(Provided data begins)
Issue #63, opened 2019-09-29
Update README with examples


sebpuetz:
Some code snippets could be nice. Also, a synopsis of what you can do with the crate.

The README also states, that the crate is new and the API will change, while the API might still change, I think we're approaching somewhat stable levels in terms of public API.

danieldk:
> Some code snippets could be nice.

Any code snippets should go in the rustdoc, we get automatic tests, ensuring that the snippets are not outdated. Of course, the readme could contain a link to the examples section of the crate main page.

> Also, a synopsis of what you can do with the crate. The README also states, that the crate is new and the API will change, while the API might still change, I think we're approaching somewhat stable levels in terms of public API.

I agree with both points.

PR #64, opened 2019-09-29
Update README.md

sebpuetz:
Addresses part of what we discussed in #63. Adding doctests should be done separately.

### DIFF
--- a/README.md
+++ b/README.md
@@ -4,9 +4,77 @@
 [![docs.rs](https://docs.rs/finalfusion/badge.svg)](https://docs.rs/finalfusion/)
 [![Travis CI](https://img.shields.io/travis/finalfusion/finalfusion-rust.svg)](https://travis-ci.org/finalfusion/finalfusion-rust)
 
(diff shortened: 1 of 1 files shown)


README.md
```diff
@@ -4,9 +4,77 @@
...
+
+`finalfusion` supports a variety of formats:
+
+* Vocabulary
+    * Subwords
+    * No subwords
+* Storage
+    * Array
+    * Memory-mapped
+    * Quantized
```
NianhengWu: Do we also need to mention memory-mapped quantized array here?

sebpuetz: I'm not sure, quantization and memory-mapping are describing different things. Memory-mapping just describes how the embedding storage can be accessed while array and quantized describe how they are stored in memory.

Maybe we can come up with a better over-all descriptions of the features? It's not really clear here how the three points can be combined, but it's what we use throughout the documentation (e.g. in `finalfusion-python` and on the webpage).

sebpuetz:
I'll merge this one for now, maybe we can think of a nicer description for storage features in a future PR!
(Provided data ends)
(Provided data begins)
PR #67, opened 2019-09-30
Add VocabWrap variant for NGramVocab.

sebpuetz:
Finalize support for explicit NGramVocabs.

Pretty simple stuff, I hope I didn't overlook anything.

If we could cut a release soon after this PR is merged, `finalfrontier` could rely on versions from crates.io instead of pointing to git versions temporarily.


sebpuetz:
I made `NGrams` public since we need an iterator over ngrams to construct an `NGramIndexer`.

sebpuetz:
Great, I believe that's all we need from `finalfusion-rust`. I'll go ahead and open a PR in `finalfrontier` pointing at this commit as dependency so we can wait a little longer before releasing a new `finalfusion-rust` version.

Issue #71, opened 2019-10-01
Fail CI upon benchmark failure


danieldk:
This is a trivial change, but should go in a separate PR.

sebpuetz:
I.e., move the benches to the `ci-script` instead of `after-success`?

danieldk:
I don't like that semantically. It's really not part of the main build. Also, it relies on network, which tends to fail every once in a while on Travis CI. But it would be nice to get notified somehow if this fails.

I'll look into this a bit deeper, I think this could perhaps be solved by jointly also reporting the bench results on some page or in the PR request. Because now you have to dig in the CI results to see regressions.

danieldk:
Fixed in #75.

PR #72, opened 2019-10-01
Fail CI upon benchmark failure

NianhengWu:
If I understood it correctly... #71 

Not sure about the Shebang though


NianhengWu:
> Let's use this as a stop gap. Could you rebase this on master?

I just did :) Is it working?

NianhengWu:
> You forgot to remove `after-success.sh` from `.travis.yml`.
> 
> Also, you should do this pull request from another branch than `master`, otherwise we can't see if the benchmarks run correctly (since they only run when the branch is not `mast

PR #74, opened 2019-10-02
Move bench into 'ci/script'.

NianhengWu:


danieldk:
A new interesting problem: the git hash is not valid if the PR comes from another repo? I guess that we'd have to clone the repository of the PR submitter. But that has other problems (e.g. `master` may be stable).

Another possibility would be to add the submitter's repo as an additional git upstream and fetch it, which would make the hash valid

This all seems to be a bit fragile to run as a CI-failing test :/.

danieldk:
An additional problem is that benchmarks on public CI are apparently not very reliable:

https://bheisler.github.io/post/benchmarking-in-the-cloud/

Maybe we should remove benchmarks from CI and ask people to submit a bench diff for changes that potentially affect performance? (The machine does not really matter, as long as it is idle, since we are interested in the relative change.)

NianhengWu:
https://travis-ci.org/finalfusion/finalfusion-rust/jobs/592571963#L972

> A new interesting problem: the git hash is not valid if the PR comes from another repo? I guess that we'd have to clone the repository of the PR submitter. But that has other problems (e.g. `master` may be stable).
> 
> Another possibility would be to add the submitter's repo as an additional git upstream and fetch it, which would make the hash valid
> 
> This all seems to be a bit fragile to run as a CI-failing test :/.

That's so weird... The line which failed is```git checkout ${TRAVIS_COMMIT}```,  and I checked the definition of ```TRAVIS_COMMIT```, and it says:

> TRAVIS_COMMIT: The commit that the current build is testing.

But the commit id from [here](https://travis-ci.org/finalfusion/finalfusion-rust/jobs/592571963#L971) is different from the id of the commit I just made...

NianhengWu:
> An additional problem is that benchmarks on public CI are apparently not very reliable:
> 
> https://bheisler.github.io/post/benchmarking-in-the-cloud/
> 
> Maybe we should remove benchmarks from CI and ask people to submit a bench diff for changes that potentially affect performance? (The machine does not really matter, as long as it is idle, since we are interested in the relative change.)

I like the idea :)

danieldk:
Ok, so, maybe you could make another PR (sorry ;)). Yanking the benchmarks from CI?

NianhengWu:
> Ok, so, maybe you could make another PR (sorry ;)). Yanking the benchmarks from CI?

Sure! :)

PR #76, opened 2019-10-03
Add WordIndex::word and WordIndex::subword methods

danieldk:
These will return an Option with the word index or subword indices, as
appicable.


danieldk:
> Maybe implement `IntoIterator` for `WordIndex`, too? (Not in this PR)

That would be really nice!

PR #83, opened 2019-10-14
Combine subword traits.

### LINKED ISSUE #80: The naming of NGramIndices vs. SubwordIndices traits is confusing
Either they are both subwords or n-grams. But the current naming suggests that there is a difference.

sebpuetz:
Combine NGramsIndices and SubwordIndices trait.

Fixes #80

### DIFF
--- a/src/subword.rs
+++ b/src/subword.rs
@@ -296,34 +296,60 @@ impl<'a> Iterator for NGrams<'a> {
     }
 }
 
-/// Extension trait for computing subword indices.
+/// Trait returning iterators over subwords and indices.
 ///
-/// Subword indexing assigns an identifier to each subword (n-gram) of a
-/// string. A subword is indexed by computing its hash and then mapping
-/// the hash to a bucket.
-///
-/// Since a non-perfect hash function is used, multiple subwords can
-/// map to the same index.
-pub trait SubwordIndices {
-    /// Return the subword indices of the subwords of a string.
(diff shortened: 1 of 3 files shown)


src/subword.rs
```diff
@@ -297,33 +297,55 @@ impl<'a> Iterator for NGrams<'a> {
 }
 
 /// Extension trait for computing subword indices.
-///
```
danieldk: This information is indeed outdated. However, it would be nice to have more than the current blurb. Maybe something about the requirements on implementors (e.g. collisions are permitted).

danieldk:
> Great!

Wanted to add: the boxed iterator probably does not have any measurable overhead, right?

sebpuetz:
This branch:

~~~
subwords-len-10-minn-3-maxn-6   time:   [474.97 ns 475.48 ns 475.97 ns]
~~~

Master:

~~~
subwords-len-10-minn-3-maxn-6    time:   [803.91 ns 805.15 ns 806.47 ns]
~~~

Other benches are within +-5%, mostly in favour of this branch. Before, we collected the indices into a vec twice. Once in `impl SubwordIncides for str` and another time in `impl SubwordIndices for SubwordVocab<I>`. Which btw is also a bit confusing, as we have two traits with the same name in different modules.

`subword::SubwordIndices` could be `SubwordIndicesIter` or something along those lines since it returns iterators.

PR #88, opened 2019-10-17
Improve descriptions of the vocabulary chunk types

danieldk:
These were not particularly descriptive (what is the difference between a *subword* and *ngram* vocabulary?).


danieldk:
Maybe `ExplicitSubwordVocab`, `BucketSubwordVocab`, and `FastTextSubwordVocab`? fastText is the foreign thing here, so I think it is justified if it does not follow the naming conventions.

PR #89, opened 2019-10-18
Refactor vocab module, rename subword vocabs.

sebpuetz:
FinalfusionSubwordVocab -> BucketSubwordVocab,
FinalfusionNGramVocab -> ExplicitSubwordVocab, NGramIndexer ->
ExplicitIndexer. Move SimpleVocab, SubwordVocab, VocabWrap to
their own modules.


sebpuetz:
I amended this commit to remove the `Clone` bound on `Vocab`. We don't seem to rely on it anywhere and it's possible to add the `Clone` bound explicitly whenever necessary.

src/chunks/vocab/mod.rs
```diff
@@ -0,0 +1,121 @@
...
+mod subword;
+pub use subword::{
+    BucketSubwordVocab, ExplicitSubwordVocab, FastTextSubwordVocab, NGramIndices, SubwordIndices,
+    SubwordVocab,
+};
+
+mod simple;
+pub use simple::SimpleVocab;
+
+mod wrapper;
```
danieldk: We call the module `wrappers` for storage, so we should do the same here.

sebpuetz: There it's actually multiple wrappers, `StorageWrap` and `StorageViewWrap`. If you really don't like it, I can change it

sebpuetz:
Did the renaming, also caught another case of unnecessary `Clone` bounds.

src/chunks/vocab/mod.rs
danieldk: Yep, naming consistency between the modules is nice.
(Provided data ends)
Produce only the lines from the line containing "Issue #63, opened 2019-09-29" through the line containing "Any code snippets", inclusive of both, exactly as they stand in the entries above.

> [Written solution]
Issue #63, opened 2019-09-29
Update README with examples


sebpuetz:
Some code snippets could be nice. Also, a synopsis of what you can do with the crate.

The README also states, that the crate is new and the API will change, while the API might still change, I think we're approaching somewhat stable levels in terms of public API.

danieldk:
> Some code snippets could be nice.

Any code snippets should go in the rustdoc, we get automatic tests, ensuring that the snippets are not outdated. Of course, the readme could contain a link to the examples section of the crate main page.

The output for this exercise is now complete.